How many unnecessary fields and methods are in this code? Almost all. Let’s look at Listing no. 10. which shows how this class looks like after applying Hrisey’s @Preferences annotation.

@Preferences
public class SampleLibsSharedPreferences {

	private float floatToSave;
	private int intToSave = 1000;
}

Listing no. 10

The code becomes very clear, while the methods listed in Listing no. 9 are automatically generated and ready to use.

The final issue, which Hrisey will help us solve is mechanism “instance state”, i.e. reading and writing state during rotation of the screen.
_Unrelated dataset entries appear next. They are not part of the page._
Issue #2303, opened 2022-08-25
`$experimentsPaid` vs `$experiments_paid`


stoyan:
I suspect a bug but have not confirmed. Looks like checking for `$experimentsPaid` when the global is `$experiments_paid`
https://github.com/WPO-Foundation/webpagetest/blob/5c7522d1d724bbcf0ac82f6faf64c2452210a000/www/runtest.php#L1978-L2041
and
https://github.com/WPO-Foundation/webpagetest/blob/5c7522d1d724bbcf0ac82f6faf64c2452210a000/www/runtest.php#L1749-L1763

tkadlec:
@stoyan Nice catch! Let's fix this. We've heard a couple times that people were unexpectedly getting the "Experiments are only available for WPT Pro subscribers" message. Hasn't come up a lot, but enough that it makes me think this could be what's hitting them.

PR #2477, opened 2022-10-17
fix(runtest): name vars to better validate scripts

jefflembeck:
Also switch logic (via De Morgan's Law) to make it easier to read


stoyan (approved):
addresses #2303

PR #2479, opened 2022-10-17
Blade tweaks and step 1 in optimization checklist as HTML

stoyan:
I started implementing the optimization checklist as HTML table, but a `view()` change was in order. The `gloabal` php doesn't help when the callsite is in a function, so replaced the `global $viewFactory` with a `static $viewFactory`

Also added `view.php` to autoload and fixed references.


composer.json
```diff
@@ -3,7 +3,7 @@
     "psr-4": {
       "WebPageTest\\": "www/src/"
     },
-    "files": ["www/constants.inc"]
+    "files": ["www/constants.inc", "www/resources/view.php"]
```
jefflembeck, line 6: lol this fixes the issue i mentioned before, i assume

jefflembeck (approved):

PR #2480, opened 2022-10-17
feat(acct): notify cc errors

jefflembeck:
Not the prettiest, but at least we have errors as they're passed to us. We could put together a more comprehensive and kind set of braintree errors and pass recommendations along. There's a whole list here:

https://webforcehq.zendesk.com/hc/en-us/articles/4404571172372-Braintree-Decline-Codes

### DIFF
--- a/www/templates/account/plans/plan-summary.php
+++ b/www/templates/account/plans/plan-summary.php
@@ -3,6 +3,7 @@
     <?php require_once __DIR__ . '/includes/subhed.php'; ?>
     <?php require_once __DIR__ . '/includes/billing-address-form.php'; ?>
     <!-- main form -->
+    <div id="notification-banner-container"></div>
     <form id="wpt-account-upgrade" method="post" action="/account">
         <!-- payment -->
         <div class="box card-section">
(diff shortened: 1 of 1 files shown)


www/templates/account/plans/plan-summary.php
```diff
@@ -99,4 +106,15 @@ function error(err) {
...
         });
     })();
+</script>
+<script>
+    (() => {
+        document.addEventListener('cc-upgrade-error', e => {
+            const el = document.createElement('div');
+            el.classList.add('notification-banner', 'notification-banner__error');
+            el.innerText = e.detail;
+            document.querySelector('#notification-banner-container').appendChild(el);
```
stoyan, line 116: This will continue appending new notification divs, right? Is this desirable or we want to clean up the previous error message?

stoyan (approved):

www/templates/account/plans/plan-summary.php
jefflembeck: We should probably clean it up but I want to get this out and then quickly put together something a bit better

tkadlec (approved):

PR #2486, opened 2022-10-18
Consolelog didn't have results_nav banner.

sammeboy635:
Making sure everything was working on my docker image I noticed consolelog.php didn't have the results_nav so I couldn't continue going to different results pages unless I went back. I thought it would be nice to have the same results_nav presented as the rest of them did.

Current consolelog.php
webpagetest-console

With results_nav banner consolelog.php
common-included

### DIFF
--- a/www/consolelog.php
+++ b/www/consolelog.php
@@ -1,5 +1,8 @@
 <?php
 
+include 'common.inc';
+set_time_limit(30); // Prevent the consolelogs page from running out of control.
+
 // this output buffer hack avoids a bit of circularity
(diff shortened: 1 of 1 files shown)


stoyan:
Nice!

The nav should be fixed now, addressed in a different PR I just merged https://github.com/WPO-Foundation/webpagetest/blob/master/www/consolelog.php#L2

Under what conditions the page goes out of control? Too much console.log? If so, maybe we can say "yo, too many messages, showing the first X". So we don't fail silently but still show something

PR #2487, opened 2022-10-18
Optimization checklist as an HTML table

stoyan:
* kept the image as an option to download
* reused styles from the history table
* used as opportunity to show off some Blade templating

There's definitely room for improvement both in terms of UI (e.g. old pixel-y icons) and optimization advice, but it's a start a move away from image generation

### DIFF
--- a/www/resources/views/snippets/optimizationchecklist.blade.php
+++ b/www/resources/views/snippets/optimizationchecklist.blade.php
@@ -1,1 +1,32 @@
-<!-- todo: a <table> goes here -->
+<table class="checklist">
+    <thead>
+        <tr>
+            <th>Request</th>
+            @foreach ($headers as $key => $text)
+            <th>
+                {{ $text }}
+                <br />
+                @if (isset($pageData[$key]) && $pageData[$key] >= 0 && $pageData[$key] <= 100)
+                    {{ $pageData[$key] }}%
+                @else
+                    N/A
+                @endif
+            </th>
+            @endforeach
+        </tr>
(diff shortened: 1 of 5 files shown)


stoyan:
Before: https://www.webpagetest.org/result/221007_AiDc8P_FYA/1/performance_optimization/
After:

https://user-images.githubusercontent.com/51308/196517332-be544c3c-bfc9-4d90-a702-aaca39b0430b.mov

www/resources/views/snippets/optimizationchecklist.blade.php
```diff
@@ -1 +1,32 @@
...
+                @else
+                    N/A
+                @endif
+            </th>
+            @endforeach
+        </tr>
+    </thead>
+    <tbody>
+        @foreach ($rows as $row)
+        <tr class="table-cell-{{ $row['color'] ?? ($loop->even ? 'even' : 'odd')}}">
```
jefflembeck, line 20: Where does `$loop` come from?

stoyan:
https://laravel.com/docs/9.x/blade#the-loop-variable
Blade magic

www/resources/views/snippets/optimizationchecklist.blade.php
stoyan: `$loop` is some Blade magic that helps working with loops
https://laravel.com/docs/9.x/blade#the-loop-variable

tkadlec:
Yay for HTML! And templating!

A typical case is shown in Listing no. 11. Here, we see the code that is repeated on every screen, but the only thing we want is to restore the fields after the screen has rotated.

public class SampleNormalInstanceStateFragment extends Fragment {

	private static final String INT_KEY = "intKey";
	private static final String PARCELABLE_KEY = "parcelableKey";
	private static final String STRINGS_KEY = "stringsKey";

	private int sampleInt;
	private SampleNormalParcelableModel sampleParcelable;
	private ArrayList sampleStrings;

	@Override
	public void onCreate(Bundle savedInstanceState) {
		super.onCreate(savedInstanceState);
		if (savedInstanceState != null) {
			sampleInt = savedInstanceState.getInt(INT_KEY);
			sampleParcelable = savedInstanceState.getParcelable(PARCELABLE_KEY);
			sampleStrings = savedInstanceState.getStringArrayList(STRINGS_KEY);
		}
	}

	@Override
	public void onSaveInstanceState(Bundle outState) {
		super.onSaveInstanceState(outState);
		outState.putInt(INT_KEY, sampleInt);
		outState.putParcelable(PARCELABLE_KEY, sampleParcelable);
		outState.putStringArrayList(STRINGS_KEY, sampleStrings);
	}
}

Listing no. 11

Removing all code responsible for reading and writing results in much more readable class. With aforementioned library the only thing that we must add are annotations to individual fields and after that their values will be passed between the rotations of the screen. An example of such code is shown in Listing no. 12.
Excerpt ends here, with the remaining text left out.